# Teich ohne Technik mit Skimmer/Technik nachrüsten



## Roman37 (28. März 2016)

Liebe Forengemeinde,,

nachdem ich mit der Suchfunktion nur "Profi-Diskussionen" gefunden habe, hier eine Laien-Frage:

Mein Schwimmteich soll mit einem Skimmer und Filterpumpe nachgerüstet werden um die Wasseroberfläche zu reinigen.
Vom Teichbauer habe ich ein Angebot für einen ProfiSkim 100 und einer Oase 16000 Eco, was alleine ca. 900 Euro kosten soll.

Mein Teich hat eine Wasseroberfläche von ca. 120 m2 und ist an dder tiefsten Stelle ca. 3,5 Meter tief.

Frage 1: Wie funktioniert Skimmer mit Pumpe? gibt es hierzu Skizzen die auch ein Laie kappiert?
Frage 2: In diversen Threads werden Rohrskimmer als kostengünstigere Alternative erwähnt. Gibt es gute Alternativen?

Danke....und lg


----------



## trampelkraut (28. März 2016)

Hallo Roman!

Das ist schon ein edles Teil

Ist allerdings nur bis 80 m² geeignet, aber ich habe bei 160 m² Teichfläche auch nur einen Skimmer.

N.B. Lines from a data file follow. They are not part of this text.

PR #10131, opened 2018-06-25
[TIMOB-24776] iOS: ListView item template support CommonJS modules

sgtcoolguy:
**JIRA:** https://jira.appcelerator.org/browse/TIMOB-24776

**Description:**
iOS Parity for #9955 
Also very close to #9767

This is an amateurish hack for trying to fall back to loading an alloy widget by name in templates. First we try to original code path of loading a native proxy. If that throws an exception because no proxy exists by that name, I use some questionable JS to try and load a widget by name and construct one.

Please feel free to hack this to pieces, but it's a good starting point and is roughly equivalent to what Android is doing.

Also, I *hate* that this codes alloy specific logic directly into the SDK core. Ideally alloy itself would have some hook to process the template names/provide widgets as templates. Or maybe that we had a more generic mechanism to pass in the path of the module to load as the template and we require that? I don't know...


iphone/Classes/TiViewProxy.m
```diff
@@ -2935,13 +2935,44 @@ + (TiViewProxy *)unarchiveFromTemplate:(id)viewTemplate_ inContext:(id<TiEvaluat
...
-    TiViewProxy *proxy = [[self class] createProxy:viewTemplate.type withProperties:nil inContext:context];
-    [context.krollContext invokeBlockOnThread:^{
-      [context registerProxy:proxy];
-      [proxy rememberSelf];
-    }];
-    [proxy unarchiveFromTemplate:viewTemplate];
-    return proxy;
+    TiViewProxy *proxy = nil;
+    // First try a native proxy class...
+    @try {
```
hansemannn: The approach I took in https://github.com/appcelerator/titanium_mobile/pull/9767 was to use a "module" tag that does class swizzling internally to construct classes from native modules. Obviously, this is not possible for common-js modules, but we could try to require the .js file manually and receive the proxy from there, similar to [here](https://github.com/appcelerator/titanium_mobile/blob/master/iphone/Classes/TiHost.m#L151). We could therefore add the Alloy-lookup into our require-scope temporary and keep it's logic hidden from the actual proxy. 

I agree that our core should **not** have any Alloy references as it becomes a huge mess across versions of both products over time, but I understand the state as a workaround. @vijaysingh-axway also spent some time on this already and also had issues with Alloy specifically and may be able to add something here as well.

sgtcoolguy: @hansemannn @vijaysingh-axway Well, this PR and the Android one are high priority due to customer request for this. It originated as an Alloy feature request and support in Alloy was added at the end of April...

iphone/Resources/app.js
```diff
@@ -5,18 +5,103 @@
  * Change the below code to fit your use-case. By default, it included a button
  * to trigger a log that is displayed in the Xcode console.
  */
+'use strict';
```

Die Funktion ist relativ einfach, eine Pumpe saugt aus dem Skimmer Wasser ab, dadurch sinkt der Wasserpegel innerhalb des Skimmertopf ab und Teichwasser fließt über die Skimmerkante nach.

Allerdings sollte das Wasser bevor es in den Teich zurück geleitet wird auch gefiltert werden.

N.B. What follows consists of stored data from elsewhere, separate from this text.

PR #10134, opened 2018-06-27
[TIMOB-26157] Android: Avoid Android 8.0 crash when applying fixed orientation to semi-transparent or modal window

jquick-axway:
**JIRA:**
https://jira.appcelerator.org/browse/TIMOB-26157

**Summary:**
- As of Android 8.0, Google no longer supports assigning a fixed orientation (ie: portrait-only or landscape-only) to a semi-transparent/translucent window. Will now catch Google's exception when attempting to do so and log it as an error.
- Removed API Level 9 checks when assigning orientation. No longer relevant.
- The variable `activityOrientationMode` used to be initialized to `-1` which happened to exactly match the value assigned to Android constant [SCREEN_ORIENTATION_UNSPECIFIED](https://developer.android.com/reference/android/content/pm/ActivityInfo.html#SCREEN_ORIENTATION_UNSPECIFIED). Simplified code to use the constant.

**Test:**
1. Build and run the below code on an Android 8.x device.
2. Verify that a semi-transparent orange window is displayed over the splash screen. (It used to crash here.)
3. Verify that you see the following message in the Android log, `[ERROR]: TiWindowProxy: (main) [57,57] Only fullscreen activities can request orientation`.
4. Note that the window orientation is not portrait-only and allows you to rotate the app to landscape. This is because fixed-orientation translucent windows are no longer supported.

```javascript
	opacity: 0.5,
//	modal: true,
	orientationModes: [Ti.UI.PORTRAIT],
	backgroundColor: "orange",
});
window.add(Ti.UI.createLabel({ text: "Translucent Window Test" }));
window.open();
```


garymathews (approved):
CR: **PASS**

PR #10140, opened 2018-06-28
[TIMOB-26164] : iOS TableView + run-on-main-thread - insertRowAfter directly after updateRow causes error / race crash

Du kannst aber auch jeden anderen Skimmer zusammen mit der passenden Pumpe verwenden, und so etwas Geld sparen.

Der Profiskim 100 ist schon die Premium Ausführung.


----------



## Roman37 (28. März 2016)

Hallo Roland,

jetzt hab ich zufällig einen BogenSiebfilter daheim...wäre der geeignet als Nachfilter.

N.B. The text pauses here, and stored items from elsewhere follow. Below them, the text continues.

PR #10143, opened 2018-06-29
Fix warnings in doc generation

ewanharris:
Fix the warnings output when generating the jsduck docs

- Cannot find API: String
	- Replace Array<String> with `Array<String>`, I think this should look ok on the generated docs site?
- Cannot find API: Titanium.Media.MusicPlayer.volume
	- Remove the volumechange event as the volume property was removed,
- Cannot find API: Titanium.Media.VideoPlayer.naturalSizeAvailable
	- Event should be all lowercase
- Cannot find API: Titanium.Media.VideoPlayer.sourceChange
	- Event should be all lowercase
- Cannot find class: Ti.UI.2DMatrix.MatrixCreationDict
	- Correct reference is MatrixCreationDict
- Cannot find API: Titanium.UI.iPhone.showStatusBar
- Cannot find API: Titanium.UI.iPhone.hideStatusBar
- Cannot find API: Titanium.UI.iPhone.statusBarStyle
	- Variety of fixes


apidoc/Titanium/Media/MusicPlayer.yml
```diff
@@ -92,13 +92,6 @@ events:
         playback state.
     since: '3.0.0'
 
-  - name: volumechange
-    summary: Fired when the volume changes.
-    description: |
-        Use the [volume](Titanium.Media.MusicPlayer.volume) property to set or determine
-        the current volume level for this player.
-    since: '3.0.0'
-
```
hansemannn: Sorry, I was initially wrong here: The `volumechange` event is still fired once the volume changes, different to the `volume` property that is the read-only version to receive the volume at any time.

hansemannn (changes requested):
One small change required.

apidoc/Titanium/Media/MusicPlayer.yml
ewanharris: Ah cool, looking at the code this is specific to the MusicPlayer right? I'll just remove the description for this entry, or should we note that it's not possible to retrieve the volume value?

hansemannn: But it is possible to receive the `volume` using the getter on a music-player instance.

hansemannn (approved):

Rohrfilter, Pumpe, Siebfilter?
Ist ein Rohrfilter mit Rohrpumpe zu empfehlen oder würdest Du "normale" Pumpe wie die Eco 16000 verwenden?


----------



## breithecker (28. März 2016)

ich hätte einen ungenutzten ProfiSkim im Carport liegen ;-)


----------



## Roman37 (28. März 2016)

@breithecker: bin ja grad auf der Suche nach einer kostengünstigen Alternative......


----------



## trampelkraut (28. März 2016)

Roman37 schrieb:


> Hallo Roland,
> 
> jetzt hab ich zufällig einen BogenSiebfilter daheim...wäre der geeignet als Nachfilter.
> 
> ...



Du meinst Skimmer, Pumpe, Bogensiebfilter?       Sollte so funktionieren.
Eine Rohrpumpe funktioniert nicht.


----------



## Roman37 (28. März 2016)

danke..ich komme mir gerade vor als müsste ch mit jemandem japanisch reden und kenne nur ein paar Begriffe

Ich stell mir das jetzt laienhaft so vor:
Die Pumpe sorgt für den Sog im Skimmer. Über ein Rohr wird der Mulm und Oberflächendreck zum Siebfilter transportiert und nach dem Sieb wieder in den Teich.....so korrekt???

Und eine Rohrpumpe hat die Pumpe bereits im Rohr integriert, oder?

Wie gesagt...ziemlich peinlich ....


----------



## Roman37 (28. März 2016)

noch was ....brauche ich pro Skimmer eine Pumpe oder kann eine Pumpe auch zB zwei Skimmer versorgen?


----------



## trampelkraut (28. März 2016)

Sorry, habe oben Mist geschrieben eine Rohrpumpe ist für einen Skimmer nicht geeignet, habe es korrigiert..Wenn die Fördermenge deiner Pumpe groß genug ist kannst du auch 2 Skimmer anschließen.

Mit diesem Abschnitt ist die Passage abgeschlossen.